Menanggapi hal itu, Direktur Indonesia for Global Justice (IGJ) Salamuddin Daeng mengatakan, adanya ketidakpastian pemerintah dalam menerapkan UU Minerba memang karena adanya dorongan dari perusahaan- perusahan besar seperti Freeport dan Newmont. Mengingat kedua perusahaan raksasa ini tentu saja punya keterikatan kontrak penjualan dalam jangka panjang terhadap klien-klien mereka di luar negeri. “Terang saja perusahaan besar seperti Freeport dan Newmont sangat keberatan jika penerapan UU ini digulirkan awal tahun ini, karena merekalah yang akan sangat merasa dirugikan,” kata dia saat dihubungi Neraca, Kamis (27/12).

Selain itu, sambung Daeng, keraguan lain yang sepertinya menghambat pemerintah mengimplementasikan UU Minerba ini adanya ketakutan akan pengurangan ekspor nasional, mengingat saat ini juga impor nasional masih sangat besar. Jika UU Minerba digulirkan maka ekspor nasional akan berkurang drastis.

“Padahal, jika pemerintah mau menjalankan UU ini, dampak ke depannya lebih bagus dari pada pola yang ada sekarang. Karena, penambangan bisa lebih terkontrol tidak ugal-ugalan, hasilnya pun jauh lebih besar dari pada sekarang. Oleh karenanya pemerintah harus tetap pada amanah UU ini agar pengusaha membangun smelter sehingga pemeliharaannya bisa terkontrol”, ujarnya.

Di mata Daeng, sejauh ini selama UU ini disahkan pada 2009 lalu, pengusaha sudah diberikan tenggat waktu yang cukup banyak untuk dapat menjalankan UU ini. Tapi, fakta di lapangan tidak berjalan. “Dalam hal ini pemerintah terkesan sudah dipermainkan para pengusaha, yang tidak pernah serius untuk membangun smelter agar industrialisasi nasional bisa berjalan. Amanah UU ini harus tetap berjalan, jika tidak sampai kapan pun pemerintah akan terus dipermainkan, bahkan sampai dengan bahan baku minerba habis tidak akan terbangun smelter,” tegas Daeng.
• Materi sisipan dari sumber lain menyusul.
Issue #9400, opened 2026-07-30
Bundle the web app into the SuperSync server image (one-container self-hosting)


johannesjo:
## Motivation

Self-hosting Super Productivity today means running the SuperSync server yourself but still loading the web client from `app.super-productivity.com` (or installing a desktop/mobile app). With the SuperSync image now free of hosted-instance specifics (#9390, #9395) and about to be publicly pullable, the natural next step is a **single container that serves both the sync server and the web app** — `docker compose up` and you have the whole product on your own domain, no external dependencies.

This also fixes a version-coherence gap that exists today: a self-hosted server tracks `master` while the hosted web app tracks releases. A bundled image ships frontend and server **from the same commit**.

Related: #3305 (self-hosting the web version with server-side persistence — this plus SuperSync is the modern answer to it).

## Design

Bundle the built web app into the SuperSync server image and let the existing static-file layer serve it:

1. **Build**: add a frontend build stage to `packages/super-sync-server/Dockerfile` (the root `Dockerfile` already builds the web app — reuse its recipe), producing `dist/browser` with `--base-href /app/`.
2. **Serve**: copy the bundle into the image's `public/app/`. `@fastify/static` already serves `public/` wholesale, so the app is reachable at `/app/` with **zero server code changes**. The client uses hash routing (`withHashLocation`, `src/main.ts`), so no SPA history-fallback is needed — it is genuinely static.
3. **Zero-config sync**: when the app is served from `/app/` of a sync server, default `superSync.baseUrl` to `window.location.origin` instead of the hardcoded `https://sync.super-productivity.com` (`default-global-config.const.ts`). Same origin also means **CORS configuration stops being a self-hoster concern entirely** for the bundled app.
4. **Landing page**: link `/app/` from the server's generated index page so the container is self-explanatory.

## Release-gated, not master-tracking

The bundled build must **not** ride the `:latest` master-push image:

- The frontend build is heavy (~10 min lint+build) and would retrigger on every `src/**` change, versus the server image's narrow path filter today.
- More importantly, `:latest` is master — bundling there would hand self-hosters **unreleased client code** while desktop/mobile users are release-gated.

So: build the bundled variant on release tags only (e.g. `ghcr.io/super-productivity/supersync:v18.x-bundle`, exact naming TBD). The lean server-only `:latest` keeps tracking master unchanged.

## The two careful bits

[...]

PR #9413, opened 2026-08-01
feat(sync): default superSync.baseUrl to window.location.origin when …

riyahref:
…bundled #9400

## Problem

Self-hosting Super Productivity today requires the web client to load from
`app.super-productivity.com` even when running your own SuperSync server —
so self-hosters running the sync server still have to manually enter a
custom `superSync.baseUrl` to point the app at their own instance instead
of the hosted one.

## Solution

Adds a small detection helper, `isServedFromBundledSyncServer()`, that
checks whether the app is currently being served from a `/app/` path (the
path the bundled SuperSync server image will serve the static web app
from, per the design in #9400). When true, `superSync.baseUrl` now
defaults to `window.location.origin` — i.e. the same server the page is
already being served from — instead of the hardcoded hosted URL. This
requires zero configuration from the self-hoster: syncing "just works"
against their own server the moment the app loads under `/app/`.

Behavior is unchanged for the existing hosted web app, Electron, and
mobile builds, since none of those are served from a `/app/` path.

This addresses the first acceptance criterion in #9400 — "syncs against
the same origin with no manual URL entry" — and is scoped to just the
config-default piece of that issue; the Dockerfile build stage, static
serving, and landing-page link are separate, not part of this PR.

## Type of Change

- [ ] Bug fix
- [x] New feature
- [ ] Breaking change
- [ ] Refactoring
- [ ] Documentation
- [ ] Other (please describe)

## Checklist

### DIFF
--- a/src/app/features/config/default-global-config.const.ts
+++ b/src/app/features/config/default-global-config.const.ts
@@ -10,6 +10,9 @@ import { INBOX_PROJECT } from '../project/project.const';
 import { DEFAULT_MAX_BACKUP_FILES } from '../../../../electron/shared-with-frontend/backup-file-cleanup.util';
 
 const minute = 60 * 1000;
+const isServedFromBundledSyncServer = (): boolean =>
+  typeof window !== 'undefined' && window.location.pathname.startsWith('/app/');
+
 const defaultTaskNotesTemplate = `**How can I best achieve it now?**
 
 **What do I want?**
@@ -251,9 +254,11 @@ export const DEFAULT_GLOBAL_CONFIG: GlobalConfigState = {
     },
 
     superSync: {
-      baseUrl: environment.production
-        ? 'https://sync.super-productivity.com'
-        : 'http://localhost:1901',
+      baseUrl: isServedFromBundledSyncServer()
+        ? window.location.origin
+        : environment.production
+          ? 'https://sync.super-productivity.com'
+          : 'http://localhost:1901',
       userName: null,
       password: null,
       accessToken: null,


src/app/features/config/default-global-config.const.ts
```diff
@@ -10,6 +10,9 @@ import { INBOX_PROJECT } from '../project/project.const';
 import { DEFAULT_MAX_BACKUP_FILES } from '../../../../electron/shared-with-frontend/backup-file-cleanup.util';
 
 const minute = 60 * 1000;
+const isServedFromBundledSyncServer = (): boolean =>
+  typeof window !== 'undefined' && window.location.pathname.startsWith('/app/');
```
johannesjo, line 14: **Important:** This path-only test also matches the packaged Flatpak renderer. The [official Flathub manifest](https://github.com/flathub/com.super_productivity.SuperProductivity/blob/master/com.super_productivity.SuperProductivity.yml) installs Super Productivity under `/app/superproductivity`, while `electron/main-window.ts` loads the packaged renderer through `file://`. A fresh Flatpak launch therefore has a pathname beginning with `/app/`, and this branch sets `superSync.baseUrl` to a non-HTTP file origin (`file://` in Chromium) instead of the hosted server. That breaks SuperSync setup and contradicts the PR's “Electron unaffected” claim.

Please require an HTTP(S) protocol (or otherwise explicitly exclude packaged Electron) before treating `/app/` as the bundled server, and add regression coverage for both `https://host/app/` and a Flatpak-shaped `file:///app/...` URL. A protocol guard is the smallest fix.

johannesjo (commented):
## Review summary

I found one blocking platform regression in the current implementation; details are inline.

The change is otherwise small and clean. Against the current `master` merge tree, `checkFile` passed for the changed file, as did the 3 default-config tests and 39 sync-config tests. Those existing tests do not exercise the new URL branch. Only the welcome check currently reports on GitHub; the required CI, CodeQL, and E2E gates have not run yet.

johannesjo:

Thanks for the PR, and sorry it sat so long. This defaults `superSync.baseUrl` to `window.location.origin` when the app is served under `/app/`. The head hasn't moved since the earlier inline review, so that review's `/app/`-vs-packaged-Flatpak point still stands; I won't restate it, and everything below is only what I can add to it.

### Blocking

- **`src/app/features/config/default-global-config.const.ts:13-14`** – the standing Flatpak item is worse than a broken local setup, which is worth knowing before you pick a fix: the bogus value does not stay on the affected device. `superSync` is not a local-only sync key – `LOCAL_ONLY_SYNC_KEYS` in `src/app/features/config/local-only-sync-settings.util.ts` is `['syncInterval', 'isManualSyncOnly', 'syncProvider', 'isEnabled', 'isEncryptionEnabled']`, and `stripLocalOnlySyncSettingsFromGlobalConfig` only drops the two schedule keys and nulls `syncProvider`, so `sync.superSync.baseUrl` rides along in every upload. On the receiving side `global-config.reducer.ts:150-151` merges `{ ...DEFAULT_GLOBAL_CONFIG.sync, ...appDataComplete.globalConfig.sync }` and `withLocalOnlySyncSettings` re-applies only those five keys, so a `file://` baseUrl can overwrite a correct one on the user's other devices.

  That merge is symmetric, so the window is narrower than it first looks: a device that downloads before it uploads adopts the peer's correct value instead. It needs the affected install to be the one seeding or first pushing full state – a fresh install as the first device, or the first to push a snapshot. Real, but not universal. Whichever guard you land on, the invariant worth coding to is that a non-http(s) origin must never become this default.

### Nits

- **`src/app/features/config/default-global-config.const.ts:13-14`** – as structured, the regression coverage that was asked for can't actually be written, so this is worth folding into the same change. `isServedFromBundledSyncServer` is module-private and `DEFAULT_GLOBAL_CONFIG` calls it at module-evaluation time, and 29 spec files already import this module, so the value is frozen for the whole Karma bundle before any `beforeEach` runs. Stubbing isn't a way out either: `window.location` is non-configurable in Chrome. Note that merely exporting the helper doesn't fix it – it has to take the location or URL as a **parameter** instead of reading `window.location` internally. `default-start-page.util.ts` and `local-only-sync-settings.util.ts` in the same directory are the existing pattern, both with a co-located `.util.spec.ts`.

### Questions

- Are you planning to also do the Dockerfile build stage and the `public/app/` serving from #9400, or is this meant to land standalone ahead of them? On current master nothing serves the app under `/app/` – the SuperSync image has no frontend build stage yet – so the new branch is unreachable in every shipped artifact except the Flatpak case above. That shapes whether this is better merged now or held to go in with the rest, which is part of what I've asked the maintainer.

---

johannesjo:
Two decisions here:

**1. Change the signal — use the build-time `<base href>`, not the URL path.** A protocol guard fixes the Flatpak case but still misfires for anyone self-hosting the plain web bundle under `/app/` without a sync server. Only a #9400 bundled build is built with `--base-href /app/`, so the base-href value discriminates exactly the case you want and can't be spoofed by an install path.

**2. Hold this until the rest of #9400 lands.** Nothing on master serves the app under `/app/` yet — the SuperSync image has no frontend build stage — so today the new branch is unreachable except as the Flatpak regression. Merging it now buys nothing and costs the Flatpak default, so let's land it together with the Dockerfile build stage and the `public/app/` serving.

Keeping it open and parked, not rejected — the piece itself is right.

Sementara itu, Wakil Direktur Reforminer Institute Komaidi Notonegoro mengakui bahwa pemerintah memang sejak awal belum siap menerapkan UU Minerba sehingga masih banyak memerlukan pertimbangan yang seharusnya tidak perlu dilakukan. Apabila menjelang penerapan UU Minerba yang mulai 12 Januari 2014 akan datang maka pemerintah harus mempersiapkan sudah sejak lama, sehingga tinggal mengeksekusi saja UU ini. Diantaranya harus sudah mengeluarkan kebijakan atau peraturan turunan dari UU Minerba ini.

“Sejak tahun 2009 UU Minerba ini sudah dirancang, pemerintah tidak mempunyai kesiapan yang matang dalam pelaksanaannya. Hal ini sudah sering terjadi dimana persiapan pemerintah menjelang berlakunya suatu UU tidak mempunyai kesiapan yang matang,” kata Komaidi, kemarin.

Menurut dia, dalam menjalankan UU Minerba ini pemerintah harus melakukan kebijakan atau peraturan untuk mendukung atas terlaksananya UU ini seperti memikirkan kebijakan atau peraturan hilirisasi. “Hal ini menggambarkan bahwa pemerintah selama ini tidak bekerja, dimana Kementerian Energi dan Sumber Daya Mineral (ESDM) hanya diam saja dan tidak melakukan hal-hal apa yang berkaitan dengan UU Minerba ini. Padahal, UU ini merupakan kewenangan kementerian ini”, pungkas Komaidi.